Okay. So a 40-year-old presents with palpitations for two days and is found to have atrial fibrillation. Okay, so if confirmed that this is less than 48 hours, the CHA2DS2-VASC score is less than two, this patient does not need to be anticoagulated and therefore can be cardioverted.

Jessica Bard:

Next, a 65-year-old with diabetes, hypertension, coronary artery disease, heart failure with low EF, and atrial fibrillation for years, on maximum-tolerated beta blockers and on an anticoagulant, presents with disabling palpitations. What do you do?

Dr Anil Harrison:

Okay, 65, has diabetes, hypertension, CAD, heart failure ... 1, 2, 3. So this patient, Jessica, has a CHA2DS2-VASC of four and has disabling palpitations with heart failure and reduced ejection fraction.
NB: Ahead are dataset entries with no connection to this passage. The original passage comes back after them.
PR #2292, opened 2026-06-22
hwpmc: Add the IBS definitions for pmc

mashtizadeh:
Small change to add additional IBS register definitions for the new pmc tools.  Most of the definitions are for Zen 4 and above where we get detailed information regarding the source of a completed memory operation.

Sponsored by: Netflix


mashtizadeh:
@mhorne @bsdimp

mhorne (approved):

PR #2297, opened 2026-06-25
makefs: Fix build on systems without st_birthtime such as Linux

bsdjhb:
Fixes:		0a301f33306c ("makefs cd9660: Populate creation time stamps in RockRidge extensions")


emaste (approved):

bsdjhb:
makefs is kind of busted in that we don't provide nbtool_config.h for builds on FreeBSD, so right now birthtimes don't work for any image which I'll work on fixing separately (*sigh*), but this should unbreak cross builds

This patient might benefit from rhythm control, given the disabling palpitations.

Jessica Bard:

A 50-year-old with hypertension, sleep apnea, and atrial fibrillation, on a DOAC, requires an elective endoscopy in five days to evaluate guaiac-positive stools. Would you bridge?

Dr Anil Harrison:

So 50-year-old with hypertension has atrial fibrillation and is on a DOAC. This patient's CHA2DS2-VASC is one, therefore, he does not require bridging. No.

Jessica Bard:

All right. It's like rapid fire here, Dr. Harrison. A 75-year-old with chronic atrial fibrillation on warfarin presents with multiple evaluations with endoscopies for anemia and atrial venous malformations discovered in the small bowel. What will you do?

Dr Anil Harrison:

Okay, a 75-year-old with chronic atrial fibrillation, on warfarin with multiple evaluations for anemia, is found to have arterial venous malformations in the small bowel. What will you do? So long-term, warfarin and AVMs found repeatedly in endoscopies when evaluating for anemia and guaiac-positive stools, this patient might benefit from a Watchman's procedure. At the most, he's going to require, as we mentioned, six weeks of warfarin. But after that, hopefully, he'll be off Warfarin, and his guaiac-positive stools and his anemia should resolve.

Jessica Bard:

Next, a 65-year-old with diabetes, hypertension, and a history of transient ischemic attack three months ago, who also has peripheral artery disease, presents with shortness of breath for two weeks and is found to have atrial fibrillation. What will you do, Dr. Harrison?

Dr Anil Harrison:

Okay, Jessica. So this patient presents with new-onset atrial fibrillation. Even though his EKG may not have revealed ischemic changes, this patient has several risk factors for coronary artery disease. He's 65, he has diabetes and hypertension. He's had a TIA three months ago, and he also has a PAD. So coronary artery disease will need to be evaluated in this patient, but he will need an echo; as well as with a CHA2DS2-VASC score, which I think is six in this case, he will need to be anticoagulated as well.

Jessica Bard:

Lastly, in our rapid-fire case presentations, a 25-year-old presents with gradually progressing shortness of breath. On auscultation, she has an opening snap and a mid-diastolic rumble at the apex. An EKG reveals atrial fibrillation. What will you do?

Dr Anil Harrison:

So this patient seemingly has mitral stenosis, along with atrial fibrillation. She will require an echocardiogram and will need to be placed on warfarin, besides, of course, considering mitral valve repair.

Jessica Bard:

Well, that concludes our episode for today, Dr. Harrison. Thank you so much for walking us through all of that and for even being a good sport during our rapid-fire around there of case presentations. I think we learned a lot and probably reinforced some things we already knew. How do you feel about the episode today? Was it a good one?

Dr Anil Harrison:

I think so. We'll leave it to the listeners to see if they feel it's worthwhile, but thank you so much, Jessica.